En la Ciudad de Sombra todo es ruina, descalabro y
desidia. Habitada por las voces de los perdidos, Balma se retuerce entre su
miseria, ahogada en una espesa niebla. Los escombros rezuman tristeza y
abandono, incluso pensamientos de desaparecidos, de los perdedores, aniquilados
por la inquina.
Luis Mateo
Díez ha creado un territorio de palabras, de formas de decir, que no es poco.
No describe la ciudad, la escribe. Todos sus personajes, sus voces, son
supuraciones de ese espacio urbano y creativo. En la Ciudad de Sombra habitan
los que no tienen nada que esperar y los que huyeron de todo, hasta de sí
mismos. Porque tras la Contienda sólo queda miseria, ruinas vitales y memorias
erosionadas por el odio.
El
entramado poético de Luis Mateo Díez desemboca en novela, en relato; su prosa
se construye con formas que dejan un rastro de lirismo puro. “La soledad de los perdidos” (Alfaguara,
2014), como toda su obra, puede ser degustada como un gran poema que descifra
un territorio a la vez que lo construye.
Cuando los
personajes hablan, lo hacen desde una carencia, siempre desde un retiro o una
pérdida. Es un hablar desde la retirada del ser, desde el continuo alejamiento.

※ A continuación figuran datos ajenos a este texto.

PR #775, opened 2026-06-17
[COMPRESS-724] Fix TAR PAX 1.x sparse header alignment

OldTruckDriver:
## Summary

Fix `TarUtils.parsePAX1XSparseHeaders(InputStream, int)` so it does not skip an extra tar record when GNU PAX 1.x sparse headers end exactly on a record boundary.

## Details

Previously, the padding calculation used `recordSize - bytesRead % recordSize`. When `bytesRead` was already aligned to `recordSize`, this computed a full-record skip instead of `0`, advancing the stream past real entry data.

This change uses modulo padding calculation so aligned sparse headers leave the stream positioned at the first data byte.

## Tests

- `mvn -q -Dtest=org.apache.commons.compress.archivers.tar.TarUtilsTest test`
- `mvn -q`

### DIFF
--- a/src/test/java/org/apache/commons/compress/archivers/tar/TarUtilsTest.java
+++ b/src/test/java/org/apache/commons/compress/archivers/tar/TarUtilsTest.java
@@ -109,6 +109,16 @@ class TarUtilsTest extends AbstractTest {
         return TarUtils.parsePaxHeaders(new ByteArrayInputStream(data), globalPaxHeaders, data.length, Short.MAX_VALUE, sparseHeaders);
     }
 
+    private static byte[] pax1xSparseHeaderAlignedToSingleRecord() {
+        final StringBuilder header = new StringBuilder("100\n");
+        for (int i = 0; i < 200; i++) {
+            header.append(i < 108 ? "00\n" : "0\n");
+        }
+        final byte[] bytes = header.toString().getBytes(UTF_8);
+        assertEquals(512, bytes.length);
+        return bytes;
+    }
+
     static Stream<Arguments> testReadLongNameHandlesLimits() {
         final String empty = "";
         final String ntfsLongName = createNtfsLongNameByUtf16Units(32767);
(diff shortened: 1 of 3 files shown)


garydgregory (changes requested):
Hello @OldTruckDriver 

Thank you for the PR.


The tests contain too many magic numbers.

For example:
```java
        final byte[] fileData = new byte[513];
        Arrays.fill(fileData, 0, 512, (byte) 'A');
        fileData[512] = 'B';
```
Above 513 and 512 are clearly related.

In `pax1xSparseHeaderAlignedToSingleRecord`, why 200 and 108. Either use local vars with clear names or write comments.

TY!

src/test/java/org/apache/commons/compress/archivers/tar/TarUtilsTest.java
```diff
@@ -328,6 +338,19 @@ void testParsePAX1XSparseHeaders() throws Exception {
         }
     }
 
+    @Test
+    void testParsePAX1XSparseHeadersDoesNotSkipAlignedDataRecord() throws Exception {
+        final byte[] fileData = new byte[513];
+        Arrays.fill(fileData, 0, 512, (byte) 'A');
```
garydgregory: Hello @OldTruckDriver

El desgaste de la vida genera desasosiego y penuria existencial en los que
habitan la Ciudad de Sombra. Es una penuria cómica y reflexiva, fruto del
ingenio del desorden interior. Las enrevesadas andanzas del protagonista se
nutren de la ironía y el esperpento de los pobres. Sobrevivir en la noche, como
un perro abandonado, es la única aspiración de los perseguidos.
Somos seres
esencialmente urbanos, capaces de convivir todos juntos en muy poco espacio. La
ciudad es un territorio de palabras y símbolos. Es el territorio de la
civilización y sus locuras, el espacio del poder y las utopías. Los personajes
urbanos de las novelas brotan de las calles, de los lugares. Y la ciudad emerge
de las acciones cotidianas de sus moradores. Las estructuras de poder aparecen
reflejadas en la distribución espacial, en la delimitación de los espacios
públicos, en las prohibiciones y en la memoria cristalizada de sus empedrados.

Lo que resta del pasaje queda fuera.